Stored data
=-=-=-=-=

PR #224, opened 2020-09-23
Accept both &str and String in the resource function of actix plugin

omid:


plugins/actix-web/src/web.rs
```diff
@@ -271,8 +271,8 @@ where
 }
 
 /// Wrapper for [`actix_web::web::resource`](https://docs.rs/actix-web/*/actix_web/web/fn.resource.html).
-pub fn resource(path: &str) -> Resource {
-    Resource::new(path)
+pub fn resource<S: AsRef<str>>(path: S) -> Resource {
```
wafflespeanut, line 274: We should stick to the signatures of `actix-web` functions rather than doing our own (for example, `web::resource` has a `T: IntoPattern` constraint). I dunno when we got diverged, but it's not good. Can you change this function to have that constraint? I'll check everything else and make the appropriate changes before release.

omid: That was my first try. But it's completely different!
The Resource is compeltely something else:

https://github.com/actix/actix-web/blob/master/src/resource.rs#L50

I can see similar code somewhere around actix-web 0.5! (didn't search a lot!)

omid:
The solution is to sync the existing actix implementation.

PR #227, opened 2020-09-25
do not include default features for actix-web

robjtede:
(kudos for using that version range 👀)


wafflespeanut (approved):

wafflespeanut:
Thanks!

strohel:
It seems that actix-web is referenced from another place that probably should receive similar treatment:
```
core/Cargo.toml-[dependencies]
core/Cargo.toml:actix-web = { version = ">=2.0,<4", optional = true }
```

It is also in `[dev-dependencies]` of top-level `Cargo.toml`, but that probably doesn't hurt as dev-dependencies are not propagated upstream.

wafflespeanut:
This is now fixed in master.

=-=-=-=-=

## [ASSIGNMENT]
Give the number of lines in the entries that hold the word "opened", and nothing else.

## [RESPONSE TO THE TASK]
2